In the present disclosure, by determining whether to generate a bounding box, applying a method of generating a bounding box, and the like differently according to various conditions, annotation for a detected object and safe and effective driving control of an ego vehicle may be achieved based on the annotation.


The device for annotating a detected object of the present disclosure may generate an annotation on an object in units of bounding boxes.


In an embodiment, the device for annotating a detected object may determine an attribute of an object in units of bounding boxes. In the present disclosure, an attribute of an object may refer to the nature of the object in its relationship with an ego vehicle, which is independent of the class of the object.


In an embodiment, attributes of an object that may be determined may be described with reference to Table 2 below.









TABLE 2





Visibility







Movement state


Lane position


Major state


Object size


Subclass









In an embodiment, attributes of an object may include visibility of the object.
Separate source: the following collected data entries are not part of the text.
PR #1239, opened 2026-08-04
(new core) fix maintained authorization scope re-entry

joeinnes:
## What changed

- add an anonymized public-API regression for a reader authorized through team membership
- exercise an exact ordered/limited page across both directions of an authorization-scope move
- preserve omitted cells from the storage-visible row when composing a partial update

## Root cause

Partial updates merged omitted cells through the writer's read-policy view. When write permission did not imply read permission, moving a row changed only its team while silently dropping its rank from the composed row. The move out of scope therefore removed/refilled correctly, but the move back re-entered with a null ordering value and produced no maintained-page delta.

The merge now uses the storage-visible current row strictly for internal patch composition; it does not expose those cells or grant a read to the writer.

## Validation

- `cargo test -p jazz --no-default-features --features test --test authorization_scope_reentry`
- `cargo test -p jazz --no-default-features --features test --test parameterized_subscription_routing`
- `cargo test -p jazz --no-default-features --features test --test incremental_delivery_canary`
- `cargo test -p jazz --no-default-features --features test`
- `cargo test -p jazz`
- `cargo test -p groove`
- `JAZZ_SEED_COUNT=300 cargo test -p jazz m3_maintained_one_shot_differential_oracle`
- sensitive-data guard
- pre-commit clippy and rustfmt

## Existing gate caveats

- `cargo test -p jazz-server` cannot run because this base no longer contains a separate `jazz-server` package; its tests run under `cargo test -p jazz` and passed.
- `dev/benchmarks/smoke.sh` passes all scenarios except `jazz/relation_include_delivery`, whose base command builds `jazz-server` without the required server feature.
- `dev/gates/ts-wire-codec.sh` compiles TypeScript but its existing policy-graph byte-stability fixture differs in ordering/encoding; this PR does not touch TypeScript or wire code.

Tooling friction: making the smoke relation/include command feature-complete and making the TS perf fixture deterministic would avoid unrelated landing-gate triage.

### DIFF
--- a/crates/jazz/Cargo.toml
+++ b/crates/jazz/Cargo.toml
@@ -298,6 +298,10 @@ required-features = ["test"]
 name = "parameterized_subscription_routing"
 required-features = ["test"]
 
+[[test]]
+name = "authorization_scope_reentry"
+required-features = ["test"]
+
 [[example]]
 name = "realistic_bench"
 required-features = ["client"]
--- a/crates/jazz/src/db.rs
+++ b/crates/jazz/src/db.rs
@@ -2899,13 +2899,19 @@ where
         table: &str,
         row: RowUuid,
         patch: RowCells,
-        identity: AuthorId,
+        _identity: AuthorId,
     ) -> Result<(RowCells, Option<TxId>), Error> {
         let table_schema = self.table_schema(table)?;
         self.ensure_row_not_deleted(table, row)?;
         let mut cells = BTreeMap::new();
         let mut parent = None;
-        if let Some(existing) = self.local_row_for_identity(table, row, identity)? {
+        // A partial update preserves omitted cells from the storage-visible
+        // current row. That merge is implementation bookkeeping, not a read
+        // granted to the writer: using the writer's read policy here would
+        // turn every omitted cell into `NULL` when write permission does not
+        // also imply read permission, and a later authorization re-entry would
+        // surface a corrupted row to maintained queries.
+        if let Some(existing) = self.local_row_for_identity(table, row, AuthorId::SYSTEM)? {
             for column in &table_schema.columns {
                 if column.large_value.is_some() {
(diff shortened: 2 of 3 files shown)


aeplay:
🤖 Verified this fix holds, and added a premise guard on top of it. Not a change request — the fix is right.

**The fix is genuinely guarded.** Reverting the one-line change (`AuthorId::SYSTEM` back to the writer's `identity` in the partial-update merge) fails the test:

```
panicked at crates/jazz/tests/authorization_scope_reentry.rs:236:5:
assertion `left == right` failed
  left: [RowUuid(2222…), RowUuid(2323…)]
 right: [RowUuid(2121…), RowUuid(2222…)]
```

So the scenario really does catch omitted cells being nulled out when write permission does not imply read permission.

**What I added.** The whole scenario only means something if `WRITER` can write these documents without being able to read them. Nothing asserted that, so a read policy that later widened to admit `WRITER` would leave every assertion in the test passing while testing nothing. I added two `writer_page().is_empty()` assertions — one before the update, one after the move out of scope — on branch `fix/1239-deny-assertion`.

Planted positive for those, so they aren't decorative: swapping the documents read policy to `Policy::public()` fires them at the intended line, not somewhere incidental:

```
panicked at crates/jazz/tests/authorization_scope_reentry.rs:204:5:
WRITER must not be able to read documents; the partial-update scenario is only
meaningful for a write-only principal
```

Baseline is green: `cargo test -p jazz --no-default-features --features test --test authorization_scope_reentry` → 1 passed.

**One thing to note before merging:** this PR is currently conflicting against the integration branch. `fix/1239-deny-assertion` is your commits plus the two assertions, already rebased and passing, if it's easier to take that.

aeplay (approved):

aeplay:
superseded by #1254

In the present disclosure, the visibility may refer to an attribute related to the proportion of part of the object visible in the image data with respect to the entire object.


The visibility may be determined according to the proportion of part of the object visible in the image data. A criterion according to any suitable manner may be applied to determination of the visibility. For example, when the proportion of the object visible is at least 0% but less than 20%, the visibility may be determined as ‘Level 1’, when the proportion of the object visible is at least 20% but less than 40%, the visibility may be determined as ‘Level 2’, when the proportion of the object visible is at least 40% but less than 60%, the visibility may be determined as ‘Level 3’, when the proportion of the object visible is at least 60% but less than 80%, the visibility may be determined as ‘Level 4’, when the proportion of the object visible is at least 80% but less than 100%, the visibility may be determined as ‘Level 5’, and when the entire object is visible, the visibility may be determined as ‘Level 6’.


In an embodiment, attributes of an object may include a movement state of the object. In the present disclosure, the movement state may refer to an attribute related to a movement of the object.


The movement state may be determined according to whether the object is moving. A criterion according to any suitable manner may be applied to determination of the movement state. For example, when the object is moving, the movement state may be determined as ‘Moving’, when the object is stationary but movable, the movement state may be determined as ‘Stopped’, and when the object is stationary and is not intended to move, the movement state may be determined as ‘Parked’. In an embodiment, when it is detected that an object includes a person, determination of the movement state of the object may be limited to the states other than ‘Parked’.


Depending on the movement state of the object, the ego vehicle may vary route settings or driving control. For example, when the movement state of an object in front is ‘Stopped’, the ego vehicle may be controlled to wait for a certain period of time, but when the movement state of the object in front is ‘Parked’, the ego vehicle may be controlled to move to avoid the object in front.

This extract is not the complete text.